There’s an interesting report in the Washington Post about the traffic to Donald Trump’s new blog. The key interesting upshot is that there’s doesn’t appear to be any traffic.
The key question is why. Trump remains the dominant figure in the Republican Party. Most GOP voters falsely think the election was stolen from him; most would re-nominate him for the presidency if they could; he remains the likeliest GOP nominee in 2024; and a not insignificant number of conspiracy-minded Republicans still believe he is the president. Once a dominant presence on social media who sucked up all the oxygen in the room and the literal Commander-in-Chief of the United States, now he can barely get anyone to pay attention to his words.
Donald Trump remains powerful as a symbol in the Republican Party–the personification of an angry, desperate scream against cultural modernity. But Donald Trump the actual person is posting into the wind, barely making a mark even on the conservative base. Trump himself has said repeatedly that the media wouldn’t be able to live without him, but it turns out that both the media at large and even the conservative infotainment complex can ignore him with ease–even as neither can escape the shadow of what he represents and the forces he has helped to unleash. This is more than a little odd.

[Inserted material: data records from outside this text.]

Issue #129, opened 2026-08-30
Audit: conversation quality / emergent behaviour after relief + memory land


yoarajota:
Child of the [simulation runtime & behavior fix plan](https://github.com/caiotheodoro/perfectman/issues/119) map. **Type: grilling** (HITL). Graduated from #120 (degeneracy = "contributing, not root cause"). **Blocked by #124 (lastActionAt + relief) and #126 (memory).**

## Question

Once accumulator relief (#124) and a working memory subsystem (#126) are in place, does conversation quality recover — and if not, what drives the degeneracy?

The `lastActionAt` gap raised turn *rate*, not turn *quality*. After #124 / #126 land, re-run and audit what remains.

## Decisions to make

1. **Re-run first** — a wider validation run (varied archetypes, 3–4 agents, longer horizon) with #124 + #126 merged. Does emergent behaviour (exclusion, masking, grudges) appear?
2. **Prompt / persona salience** — is the cognition prompt giving the model enough differentiated signal (persona voice, relationship state, recent memory) to diverge, or is it structurally pushed toward bland consensus?
3. **Model choice** — is `deepseek-v4-flash` (temp 0.7, `thinking: disabled`) adequate, or does the run need a stronger model to show the target behaviours?
4. **Interaction with relational state (#127)** — how much of the flatness was the absence of that input.

## Resolves

Whether degeneracy is fixed by #124 / #126 or needs its own prompt / persona / model changes, backed by a fresh run.

yoarajota:
Stale

Issue #125, opened 2026-08-30
Decide: stagnation-detection rework (heuristic re-tune + wire detectAttractorStates + per-cadence telemetry)


yoarajota:
Child of the [simulation runtime & behavior fix plan](https://github.com/caiotheodoro/perfectman/issues/119) map. **Type: grilling** (HITL). Graduated from #120 (mostly-independent gap). Consult `docs/research/lastactionat-root-cause.md`.

## Question

How should stagnation detection be reworked so it catches a textbook conversational loop?

In the run, `computeStagnationMetrics` (`packages/engine/src/health/compute-stagnation-metrics.ts:29-221`) ran ~4x and never left `normal` while both agents looped on vague mutual agreement.

## Decisions to make

1. **Heuristic re-tune** — the metric reads events + relational trust + coreMood + accumulator-over-threshold counts, no `lastActionAt`. Blindness is RDV/ERI variance collapse plus an unbounded history window; universal accumulator saturation additionally drives IGE to ~0.06, masking stagnation. Decide the sensitivity changes, the history-window bound, and how to make IGE robust to the saturation being fixed in #119-T5.
2. **Wire `detectAttractorStates`** — it has the `message_loop` signature and is exported but never called by `pulse-scheduler.ts`. Wire it in, or fold its logic into `computeStagnationMetrics`.
3. **Telemetry** — emit the stagnation composite every cadence (`pulse-scheduler.ts:329` currently emits only when it trips), so a run's stagnation trend is observable.

## Resolves

The reworked heuristic, the attractor-detection wiring decision, and the telemetry cadence.

yoarajota:
## Resolution

Decided via grilling. The guiding call: **#125 makes only structural changes; all numeric re-tuning is deferred** until #124 (saturation) + #126 (memory) land and there's a clean run to tune against — tuning thresholds now would compensate for bugs we're about to fix.

### Decisions

| | |
|---|---|
| **Scope** | Structural only in #125: bound the history window, wire attractor detection, add per-cadence telemetry. Numeric re-tuning (RDV/ERI sensitivity, IGE formula robustness to the saturation fix, sub-metric weights, `yellow`/`red`/`critical` thresholds, window size N) → fog item, unblocked by #124 + #126 + a clean validation run. |
[...]

PR #139, opened 2026-08-30
feat(simulation): bound stagnation window, wire attractor detection (#133)

### LINKED ISSUE #133: Stagnation detection — structural: rolling window, wire detectAttractorStates, per-cadence telemetry
## Parent

Decision: #125 (stagnation-detection rework — structural changes only). Plan: #119.

## What to build

The stagnation detector notices a two-agent conversational loop, and its score trend is observable every cadence instead of only when it trips.

- Feed `computeStagnationMetrics` a rolling window of roughly the last 40 pulses' events instead of the full committed history.
- Wire `detectAttractorStates` into the pulse scheduler alongside `computeStagnationMetrics`; on a detected signature (`message_loop`, `single_topic_lock`) emit a distinct `attractor_detected` operator event naming the signature. It does not override the composite `level`.
- Emit the stagnation composite score and all seven sub-metrics as an operator event every stagnation cadence, regardless of `level`.
- No changes to weights, thresholds, or the RDV / ERI / IGE formulas — those are deferred (fog, blocked on #124 + #126 + a clean run).

## Acceptance criteria

- [ ] A synthetic run where two agents alternate near-identical messages raises an `attractor_detected` operator event.
- [ ] The metrics input is bounded to the rolling window (older events excluded), verified by test.
- [ ] Every stagnation cadence emits a composite + sub-metrics operator event even when `level` is `normal`.
- [ ] `level` is still computed exactly as before an attractor hit — no override.

## Blocked by

None (can start immediately).

yoarajota:
## What

Restructures stagnation detection in the pulse scheduler — no threshold, weight, or formula changes:

- Feeds `computeStagnationMetrics` a rolling window of committed events, `STAGNATION_WINDOW_PULSES = 40` (shared constant, raised from an unused `30`; the pulse scheduler no longer keeps a local copy), instead of the full `getCommittedThrough` history.
- Calls `detectAttractorStates` (exported from `compute-stagnation-metrics.ts` but never invoked) alongside the composite score and emits one `attractor_detected` operator event per detected signature (`message_loop`, `silence_cascade`, ...). It stays independent of the composite `level` and never overrides it.
- Emits `stagnation_metrics` — composite plus all seven sub-metrics — as an operator event every stagnation cadence regardless of `level`. `stagnation_warning` still fires only on a non-normal `level`.
- Adds `stagnation_metrics` and `attractor_detected` to `OPERATOR_EVENT_TYPES`; `AttractorDetectedOperatorData.signature` is the `AttractorState` union, validated against `ATTRACTOR_THRESHOLDS` at the emission site (`detectAttractorStates` stays `string[]` engine-side).
- Known, deferred to #129: an empty/sparse window (room silent for 40+ pulses) leaves the metrics on neutral no-data defaults that sum to `0.604`, already `>= STAGNATION_THRESHOLDS.yellow (0.60)`, so a cadence commits `stagnation_detected` off defaults not a real measurement. Thresholds are out of scope here (decision #125). A threshold-free fix would gate the composite commit on a minimum window-activity floor; not implemented unilaterally.
- 7 tests: per-cadence emit at `level: normal`, `attractor_detected` on a seeded alternating message-loop run, one event per detected signature, no `level` override on an attractor hit, metrics input bounded to the window (pulses `5/8/10` excluded at pulse 50), empty-window `0.604`/`yellow` pin, sparse-window non-`normal` pin.

## Why

`computeStagnationMetrics` was fed the entire committed history, so a lively opening stretch kept the composite score healthy long after a room went inert. `detectAttractorStates` shipped with `message_loop` / `silence_cascade` / `dormant_agents` / etc. signatures but had no call site, and the cadence only surfaced telemetry once `level` was already non-normal — leaving nothing to tune the detectors against.

## Validation

- `pnpm lint` PASS - `pnpm test:all` PASS (+7)
- 119 files, 1324 tests passed; `pnpm build` + per-package `pnpm --filter … typecheck` (shared/engine/server) clean; `pnpm test:gate` PASS (audit-tests 1155 its, 0 violations)
- window bound proven end to end: at pulse 50 the detector input is `[12, 30, 49]`, pulses `5/8/10` excluded

Closes #133

### DIFF
--- a/packages/engine/src/__tests__/stagnation.test.ts
+++ b/packages/engine/src/__tests__/stagnation.test.ts
@@ -5,6 +5,7 @@ import type {
   CoreMood,
   SocialEmotions,
 } from "@perfectman/shared";
+import { STAGNATION_THRESHOLDS } from "@perfectman/shared";
 import {
   computeStagnationMetrics,
   detectAttractorStates,
@@ -144,6 +145,26 @@ describe("computeStagnationMetrics", () => {
     for (const key of ["bdi", "rdv", "ige", "cue", "eri", "isd", "cns"] as const) {
       expect(typeof result[key]).toBe("number");
     }
+  });
+
+  // KNOWN, deferred to #129. An empty rolling window — a room silent for the
+  // whole window — leaves every metric on its neutral no-data default, whose
+  // weighted sum is 0.604, already >= STAGNATION_THRESHOLDS.yellow (0.60). The
+  // pulse scheduler then commits stagnation_detected off defaults rather than a
+  // real measurement. Threshold tuning is out of scope for #133 (decision
+  // #125); this test pins the behavior so any fix is a deliberate change.
+  it("scores yellow from neutral defaults on an empty window", () => {
+    const result = computeStagnationMetrics("sim1", 50, [], new Map());
+    expect(result.compositeScore).toBeCloseTo(0.604, 5);
+    expect(result.compositeScore).toBeGreaterThanOrEqual(STAGNATION_THRESHOLDS.yellow);
+    expect(result.level).toBe("yellow");
+  });
+
+  it("scores at or above yellow on a sparse window with no agent states", () => {
+    const events = Array.from({ length: 2 }, (_, i) => makeEvent(`${i}`, "a1", "message_sent"));
+    const result = computeStagnationMetrics("sim1", 50, events, new Map());
+    expect(result.compositeScore).toBeGreaterThanOrEqual(STAGNATION_THRESHOLDS.yellow);
+    expect(result.level).not.toBe("normal");
   });
 });
 
--- a/packages/engine/src/health/compute-stagnation-metrics.ts
+++ b/packages/engine/src/health/compute-stagnation-metrics.ts
@@ -2,6 +2,7 @@ import type {
   CommittedEvent,
   AgentState,
   StagnationMetrics,
+  AttractorState,
 } from "@perfectman/shared";
 import {
   STAGNATION_THRESHOLDS,
@@ -222,13 +223,13 @@ function computeCNS(events: CommittedEvent[]): number {
 
 /**
  * Detect attractor states from recent events.
- * Returns array of detected attractor state labels.
+ * Returns the detected signatures; an empty array means none fired.
  */
 export function detectAttractorStates(
   recentEvents: CommittedEvent[],
   agentStates: Map<string, AgentState>,
-): string[] {
-  const detected: string[] = [];
+): AttractorState[] {
+  const detected: AttractorState[] = [];
   const WINDOW = ATTRACTOR_DETECTION_WINDOW_PULSES;
 
   const windowEvents = recentEvents.slice(-WINDOW * 3); // rough pulse window
--- a/packages/server/src/simulation/__tests__/fixtures.ts
+++ b/packages/server/src/simulation/__tests__/fixtures.ts
@@ -1,0 +1,109 @@
+/**
+ * Shared fixtures for PulseScheduler tests.
+ * Defaults target the stagnation-window suite ("agent_1" in "sim_stag");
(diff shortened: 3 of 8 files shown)


matheusht:
**Two-axis review** (per the [code-review skill](https://github.com/mattpocock/skills/blob/main/skills/engineering/code-review/SKILL.md)): two independent agents reviewed `main...ad40de8` — **Standards** (repo standards + Fowler smell baseline) and **Spec** (issue #133). Static review; axes kept separate, no reranking. No tests were run by the reviewers.

## Standards
0 hard violations; 4 judgement calls:

1. **Q5 fixture duplication** — `pulse-scheduler-stagnation-window.test.ts:46-160` clones `SETTINGS`, `makeAgentState`, `makePersona`, `cannedNoOpStep`, `ZERO_ACTION` from `pulse-scheduler.test.ts`. Nine sibling tests do the same (no shared simulation fixture module exists), so this extends existing convention; the real fix is a `simulation/__tests__/fixtures.ts`, out of scope here.
2. **Duplicated Code** — `metricsData` (`pulse-scheduler.ts:338-350`) hand-copies all ten fields of `StagnationMetrics` although `StagnationMetricsOperatorData` is an alias of it (`data: metrics` would be type-identical). Ten drift points per new metric. Counter-argument: an explicit copy pins the operator payload shape against engine-side additions.
3. **Primitive Obsession-adjacent** — `string[] → AttractorState` narrowed at the consumer (`pulse-scheduler.ts:361-365`: filter + cast) instead of typing `detectAttractorStates`' return at the source. Documented inline.
4. **Duplicated Code** — the metric-key tuple `["bdi", "rdv", ...]` appears verbatim in both new tests (~559 observability, ~265 stagnation-window).

## Spec
All four acceptance criteria implemented (window bound test-proven: detector input `[12, 30, 49]` at pulse 50). Two findings:

1. **(P2) Bounded window newly makes a fully silent room score yellow off no-data defaults.** Empty window → all seven metrics fall to neutral defaults summing to `0.604` ≥ `STAGNATION_THRESHOLDS.yellow` (0.60) → the cadence commits `stagnation_detected` from defaults, not measurement. Declared known in the PR body and deferred to #129 per decision #125, with pinning tests — consistent with the spec's no-threshold-change clause, but the false-positive surface is real and now reachable after any lively start goes quiet.
2. **(P3) `single_topic_lock` can never be emitted.** Spec: "on a detected signature (`message_loop`, `single_topic_lock`) emit a distinct `attractor_detected`". `detectAttractorStates` (`compute-stagnation-metrics.ts:227`) implements no `single_topic_lock` branch — pre-existing engine gap (file untouched in this diff).

---
**Per axis:** Standards — 4 findings (worst: `metricsData` field-clone, P3) · Spec — 2 findings (worst: silent-room defaults → false `stagnation_detected`, P2, deferred to #129).

yoarajota:
@matheusht consolidated the fixtures in `simulation/__tests__/fixtures.ts` and exported STAGNATION_METRIC_KEYS once, detectAttractorStates returns AttractorState[] now so the consumer cast is gone. the silent-room yellow stays deferred to #129 like agreed in #125, and single_topic_lock is a pre-existing engine gap, left it out of scope. metricsData copy stays — it pins the operator payload shape against engine-side additions

caiotheodoro:
tl;dr: Good instrumentation. One observation on the known-defaults behavior.

- Bounding the stagnation window with the rolling-event approach prevents unbounded memory growth in long simulations.
-  returning  instead of  is a good type narrowing — the union is closed and self-documenting.
- The pulse-scheduler test (9 seed messages, 11 pulses) validates that  emits per-cadence and  emits as a distinct event — the two don't interfere.
- The known-defaults test (scores yellow from empty window) pins the current behavior so the threshold tuning in #129 is a deliberate change. Good practice.

caiotheodoro (approved):
LGTM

I think the explanation is that Donald Trump is less a leader than a professional social media troll. Leaders demand attention wherever they go because their relevance depends on their ability to generate momentum for change, and to organize people around it. Donald Trump’s day-to-day personal relevance seems to have depended almost entirely on his Twitter account. Without it, he can barely make a splash in the churn of day’s events. His shadow and the threat of his presence still looms large over the Republican Party as a whole and informs its direction and decisions, but he is personally unable to drive the news cycle like he used to.
The way Trump used social media was both destructive and innovative–paving the way for an entire generation of politicians who have discovered trolling as a more effective praxis than governing. Trump’s power to drive the narrative depended not on the power of his own statements, but from the way his statements affected elite conversations on social media. His singular talents were a gut-level understanding of how to manipulate the conversation, and an utter shamelessness in saying whatever it took to get attention and create the conversation he wanted.
This is the art of the troll: to disrupt, to insult, to throw their opponents off balance, to redirect the conversation and make it about them and their provocations.
And in an era in which conservatives feel white-hot rage against modern culture, nothing has become more important or endorphin-inducing than “owning the libs.” Trolling respectable society with outright lies as well as racist, sexist and generally sociopathic transgressions has become a badge of honor for the conservative movement, the modus operandi of their politics.
But it’s a lot harder to do that when you’ve been deplatformed. It turns out that in the social media era, if you don’t actually have a Twitter or Facebook account, it may be more difficult than anticipated to affect the conversation using an individual blog. A leader could write articles or books, give powerful speeches, organize movements and be impossible to ignore. But the power of a troll shrivels without access to the conversation they seek to disrupt.
Other Republican politicians have tried to ape Trump’s style, and are attempting to become the new leader in trolling the libs. But none have Trump’s particular talent for it. The problem for Trump is that his talents don’t extend beyond trolling. He has become, ironically, extremely easy to ignore.